──────── Input data ────────

PR #21, opened 2016-12-08
Handle ordering of content items by attribute in ascending or descending order

ikennaokpala:
[Trello card](https://trello.com/c/jGICn84K/65-story-list-the-pages-that-have-not-been-updated-in-order-bigger-gap-first)

## Description 

As a content designer, when I click on the last_update_at column I change the ordering of the column (ascending and descending).

When a user clicks on the last update table column the ordering of the column changes to
ascending or descending.

Here two links have been included to help with sorting the column by the last updated time.

We cater for the order and sort params that come through and are used to sort the content items by `public_updated_at` in ascending and descending order.

The ordering format is as follows `order('<attribute> (ASC|DESC)')`.

This has not been hard coded and can be reused by any other content item
attribute.

Following the conversations below.. we have agreed to park 6f501c34d3dd3505f8bbb134e069a8a90385a2dd to [story/handle-content-ordering-cntd](https://github.com/alphagov/content-performance-manager/commits/story/handle-content-ordering-cntd), to be revisited in the coming sprints.

### DIFF
--- a/app/controllers/content_items_controller.rb
+++ b/app/controllers/content_items_controller.rb
@@ -1,6 +1,6 @@
 class ContentItemsController < ApplicationController
   def index
     @organisation = Organisation.find(params[:organisation_id])
-    @content_items = @organisation.content_items.first(25)
+    @content_items = @organisation.content_items.order("#{params[:sort]} #{params[:order]}").first(25)
   end
 end
--- a/app/helpers/application_helper.rb
+++ b/app/helpers/application_helper.rb
@@ -1,2 +1,9 @@
 module ApplicationHelper
+  def order_link(heading, content_item_attribute)
+    link_to heading, organisation_content_items_path(
+      organisation_id: @organisation.id,
+      sort: content_item_attribute,
+      order: params.present? && params[:order] == "asc" ? :desc : :asc
+    )
+  end
 end
--- a/app/views/content_items/index.html.erb
+++ b/app/views/content_items/index.html.erb
@@ -3,7 +3,7 @@
   <thead>
     <tr>
       <th>Title</th>
-      <th>Last Updated</th>
+      <th><%= order_link "Last Updated", :public_updated_at %></th>
     </tr>
   </thead>
   <tbody>
--- a/spec/controllers/content_items_controller_spec.rb
+++ b/spec/controllers/content_items_controller_spec.rb
@@ -2,26 +2,85 @@ require 'rails_helper'
 
 RSpec.describe ContentItemsController, type: :controller do
   describe "GET #index" do
-    let(:organisation) { create(:organisation_with_content_items) }
+    context "find by organisation" do
+      let(:organisation) { create(:organisation_with_content_items, content_items_count: 2) }
 
-    before do
-      get :index, params: { organisation_id: organisation }
+      before do
+        get :index, params: { organisation_id: organisation }
+      end
+
+      it "returns http success" do
+        expect(response).to have_http_status(:success)
+      end
+
+      it "assigns current organisation" do
+        expect(assigns(:organisation)).to eq(organisation)
+      end
+
+      it "assigns list of content items" do
+        expect(assigns(:content_items)).to eq(organisation.content_items)
+      end
+
+      it "renders the :index template" do
+        expect(subject).to render_template(:index)
+      end
     end
 
-    it "returns http success" do
-      expect(response).to have_http_status(:success)
-    end
+    context "sorts with parameters" do
+      let(:content_items) do
+        [
+          build(:content_item, id: 1, public_updated_at: Time.parse("2016-12-09")),
+          build(:content_item, id: 2, public_updated_at: Time.parse("2015-12-09"))
+        ]
+      end
+      let(:organisation) { create(:organisation, content_items: content_items) }
 
-    it "assigns list of content items" do
-      expect(assigns(:content_items)).to eq(organisation.content_items)
-    end
+      context "in ascending order" do
+        before do
+          get :index, params: { organisation_id: organisation, order: :asc, sort: :public_updated_at }
+        end
 
-    it "assigns the organisation" do
-      expect(assigns(:organisation)).to eq(organisation)
-    end
+        it "uses order, sort, organisation_id, controller and action params" do
+          expect(request.params.keys).to eq(%w(order sort organisation_id controller action))
+        end
 
-    it "renders the :index template" do
-      expect(subject).to render_template(:index)
+        it "uses asc as the order" do
+          expect(request.params[:order]).to eq("asc")
+        end
+
+        it "sorts by a valid content item attribute" do
+          content_item = build(:content_item)
+          expect(content_item.attributes).to have_key(request.params[:sort])
+        end
+
+        it "returns content_items based on supplied params" do
+          expect(assigns(:content_items).pluck(:id)).to eq([2, 1])
+        end
+      end
+
+      context "in descending order" do
+        before do
+          get :index, params: { organisation_id: organisation, order: :desc, sort: :public_updated_at }
+        end
+
+        it "uses order, sort, organisation_id, controller and action params" do
+          expect(request.params.keys).to eq(%w(order sort organisation_id controller action))
+          expect(request.params[:order]).to eq("desc")
+        end
+
+        it "uses desc as the order" do
+          expect(request.params[:order]).to eq("desc")
+        end
+
+        it "sorts by a valid content item attribute" do
+          content_item = build(:content_item)
+          expect(content_item.attributes).to have_key(request.params[:sort])
+        end
+
+        it "returns content_items based on supplied params" do
+          expect(assigns(:content_items).pluck(:id)).to eq([1, 2])
+        end
+      end
     end
   end
 end
--- a/spec/factories/content_items_factory.rb
+++ b/spec/factories/content_items_factory.rb
@@ -2,6 +2,6 @@ FactoryGirl.define do
   factory :content_item do
     sequence(:content_id) { |index| "7776ddf3-f918-5f32-bf18-dc1ced2eeeb#{index}" }
     link "api/content/item/path"
-    public_updated_at Time.parse("2016-11-01 11:20:45.481868")
+    public_updated_at { Time.now }
   end
 end
--- a/spec/factories/organisations_factory.rb
+++ b/spec/factories/organisations_factory.rb
@@ -1,5 +1,6 @@
 FactoryGirl.define do
   factory :organisation do
+    sequence(:id) { |index| index }
     sequence(:slug) { |index| "slug-#{index}" }
 
     factory :organisation_with_content_items do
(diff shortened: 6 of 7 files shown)


db/schema.rb
```diff
@@ -10,18 +10,19 @@
 #
 # It's strongly recommended that you check this file into your version control system.
 
-ActiveRecord::Schema.define(version: 20161130153206) do
```
pmanrubia: Not sure why we are getting this change here. It seems that it is only changing the schema.

spec/factories/organisations_factory.rb
```diff
@@ -1,5 +1,6 @@
 FactoryGirl.define do
   factory :organisation do
+    sequence(:id) { |index| index }
```
pmanrubia: I am not sure we need the id here. If you remove it all tests pass. 

Would you mind re-wording the start of your second paragraph in the commit notes.

app/controllers/content_items_controller.rb
```diff
@@ -1,6 +1,6 @@
 class ContentItemsController < ApplicationController
   def index
     @organisation = Organisation.find(params[:organisation_id])
-    @content_items = @organisation.content_items.first(25)
+    @content_items = @organisation.content_items.order("#{params[:sort]} #{params[:order]}").first(25)
```
pmanrubia: Good work on not hardcoding the attribute

pmanrubia: It might be a good idea to use [strong parameters](https://github.com/rails/strong_parameters)

spec/controllers/content_items_controller_spec.rb
```diff
@@ -2,26 +2,77 @@
...
-      expect(assigns(:content_items)).to eq(organisation.content_items)
+      it "renders the :index template" do
+        expect(subject).to render_template(:index)
+      end
     end
 
-    it "renders the :index template" do
-      expect(subject).to render_template(:index)
+    context "sorts with parameters" do
+      context "in ascending order" do
```
pmanrubia: It seems that we are using the autogenerated `public_updated_at` for ordering. Might be a bit hidden?. I would be explicit about the `public_updated_at` in this test.

pmanrubia: Also, by setting the number of `content_items_count` to four we are slowing down the test as the before clause applies to every test.

spec/factories/content_items_factory.rb
```diff
@@ -2,6 +2,6 @@
   factory :content_item do
     sequence(:content_id) { |index| "7776ddf3-f918-5f32-bf18-dc1ced2eeeb#{index}" }
     link "api/content/item/path"
-    public_updated_at Time.parse("2016-11-01 11:20:45.481868")
+    public_updated_at { Time.at(0 + rand * (Time.now.to_f - 0.to_f)) }
```
pmanrubia: I would be more than happy with something like:

```ruby
public_updated_at { Time.now }
```

If we need a particular value, we just need to set up the test.

spec/views/content_items/index.html.erb_spec.rb
```diff
@@ -1,23 +1,27 @@
 require 'rails_helper'
 
 RSpec.describe 'content_items/index.html.erb', type: :view do
-  let(:content_items) { build_list(:content_item, 2) }
+  let(:organisation) { create(:organisation_with_content_items, content_items_count: 4) }
```
pmanrubia: Not sure we need 4 items here.

app/views/content_items/index.html.erb
```diff
@@ -5,7 +5,7 @@
       <th>Content Ids</th>
       <th>Content URL</th>
       <th>Title</th>
-      <th>Last Updated</th>
+      <th>Last Updated <%= link_to "Desc", organisation_content_items_path(organisation_id: @organisation.id,sort: :public_updated_at, order: :desc) %>&nbsp;&nbsp;<%= link_to "Asc", organisation_content_items_path(organisation_id: @organisation.id, sort: :public_updated_at, order: :asc) %></th>
```
pmanrubia: What about using a helper method?

app/controllers/concerns/content_items_concern.rb
```diff
@@ -0,0 +1,19 @@
+module ContentItemsConcern
```
pmanrubia: @ikennaokpala I am happy with extracting a concern if the pattern applies multiple times 👍 , but would you mind keeping this commit for the future (I am not sure about the name, for example) The same sorting pattern might apply to other lists, for example.

pmanrubia:
@ikennaokpala sorry for the early review, I thought this card was in Ready for Code Review 😊

spec/views/content_items/index.html.erb_spec.rb
ikennaokpala: Yeah i increased it to get a bigger sample size for testing, especially for sorting. This was a personal choice

app/controllers/concerns/content_items_concern.rb
ikennaokpala: According to the card this isn't meant to be hardcoded and should apply to all attributes.. Also for clarity, the merits of this extract to me is of immediate benefit.. Also I prefer this to having a somewhat fat controller.

spec/controllers/content_items_controller_spec.rb
ikennaokpala: Sure I can reduce the `content_items_count`. I prefer to be implicit and randomly generate the`public_updated_at`..

spec/factories/content_items_factory.rb
ikennaokpala: I thought about this, but the range diff was small and somewhat confusing.. rather than do this I prefer being a bit more explicit.

spec/factories/organisations_factory.rb
ikennaokpala: yeah sorry for its inclusion here.. it is actually required in later commits..

db/schema.rb
ikennaokpala: Yeah it is weird one. it kept re-occuring. I just checked it with the intention to remove it later on.

ikennaokpala:
@pmanrubia no worries.. your thought and observations are much appreciated.  :)

app/controllers/content_items_controller.rb
ikennaokpala: Cheers for you suggestions.. Will look into this

spec/controllers/content_items_controller_spec.rb
pmanrubia: If you set up the test in the factory (by being implicit) you are basically coupling a factory with a test. This is not a very good practice, in my opinion. You won’t be able, for example, to follow the same approach to test other stuff related to content items and `public_updated_at`.
By being explicit when setting up your test you:
1. Improve readability. You don’t need to go to the factory to understand how the ordering is being set
2. The factory will be simpler. This is a goal by itself.
3. The test will be easier to change.
4. If you remove the test, for example, you don’t need to track the logic that was set in the factory.

spec/factories/content_items_factory.rb
pmanrubia: As of today, a `ContentItem` only need a `public_updated_at` timestamp. If the test need some value in particular, then that value could be set in the test by being explicit.

spec/views/content_items/index.html.erb_spec.rb
pmanrubia: If we increase the number of items when setting up a test, we need a reason for it. Adding two more items in each test would imply creating more records in the database in each test, hence, we are slowing our tests.

app/controllers/concerns/content_items_concern.rb
pmanrubia: A few comments here:

1. I don’t think this is a fat controller for sorting the content items. Indeed the code is something like:

```ruby
   @content_items.order(params[:sort] => params[:order])
```
This does not look to me like a fat controller for our first test.

2. If we extract a concern for sorting, it does not need to be related to ContentItems, and in my opinion, it does not need to be related to a controller. It feels more close to a model, or to a QueryObject, in case you want to follow that path.

spec/factories/organisations_factory.rb
ikennaokpala: I have moved it to this commit 309d54644f4a1b9ce1e29b0ed0b62f0759a47c13 where it is used

spec/controllers/content_items_controller_spec.rb
ikennaokpala: Fine.. I believe this is worthy to be properly expanded in a collab session.

app/controllers/concerns/content_items_concern.rb
ikennaokpala: But then your suggestion seeks to associate/define these  concrete implementation i.e the methods withing the controller.. At what point would it be acceptable to introduce a data access or query object ??

pmanrubia:
@ikennaokpala feel free to supersede this PR, it is a bit difficult to follow up all our discussions.

ikennaokpala:
@pmanrubia will create another PR for this.. Cheers

app/helpers/application_helper.rb
```diff
@@ -1,2 +1,9 @@
 module ApplicationHelper
+  def order_link(heading, content_item_attribute)
```
ikennaokpala: These have become redundant because of the removal of the concern

spec/controllers/content_items_controller_spec.rb
```diff
@@ -2,26 +2,85 @@
...
+        ]
+      end
+      let(:organisation) { create(:organisation, content_items: content_items) }
+
+      context "in ascending order" do
+        before do
+          get :index, params: { organisation_id: organisation, order: :asc, sort: :public_updated_at }
+        end
+
+        it "uses order, sort, organisation_id, controller and action params" do
```
ikennaokpala: These have become redundant because of the removal of the concern

app/helpers/application_helper.rb
ikennaokpala: Was omitted in error on Firday will push it shortly

spec/controllers/content_items_controller_spec.rb
```diff
@@ -2,26 +2,85 @@
...
+          expect(request.params.keys).to eq(%w(order sort organisation_id controller action))
+        end
+
+        it "uses asc as the order" do
+          expect(request.params[:order]).to eq("asc")
```
ikennaokpala: These have become redundant because of the removal of the concern

spec/controllers/content_items_controller_spec.rb
```diff
@@ -2,26 +2,85 @@
...
+        end
+
+        it "sorts by a valid content item attribute" do
```
ikennaokpala: These have become redundant because of the removal of the concern

spec/controllers/content_items_controller_spec.rb
```diff
@@ -2,26 +2,85 @@
...
+          content_item = build(:content_item)
+          expect(content_item.attributes).to have_key(request.params[:sort])
+        end
+
+        it "returns content_items based on supplied params" do
+          expect(assigns(:content_items).pluck(:id)).to eq([2, 1])
```
ikennaokpala: See #22

spec/controllers/content_items_controller_spec.rb
```diff
@@ -2,26 +2,85 @@
...
+        end
+      end
+
+      context "in descending order" do
```
ikennaokpala: These have become redundant because of the removal of the concern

────────

What is required
Please find, in the entries above, every line where "opinion" occurs, and copy it.

Worked solution
pmanrubia: If you set up the test in the factory (by being implicit) you are basically coupling a factory with a test. This is not a very good practice, in my opinion. You won’t be able, for example, to follow the same approach to test other stuff related to content items and `public_updated_at`.
2. If we extract a concern for sorting, it does not need to be related to ContentItems, and in my opinion, it does not need to be related to a controller. It feels more close to a model, or to a QueryObject, in case you want to follow that path.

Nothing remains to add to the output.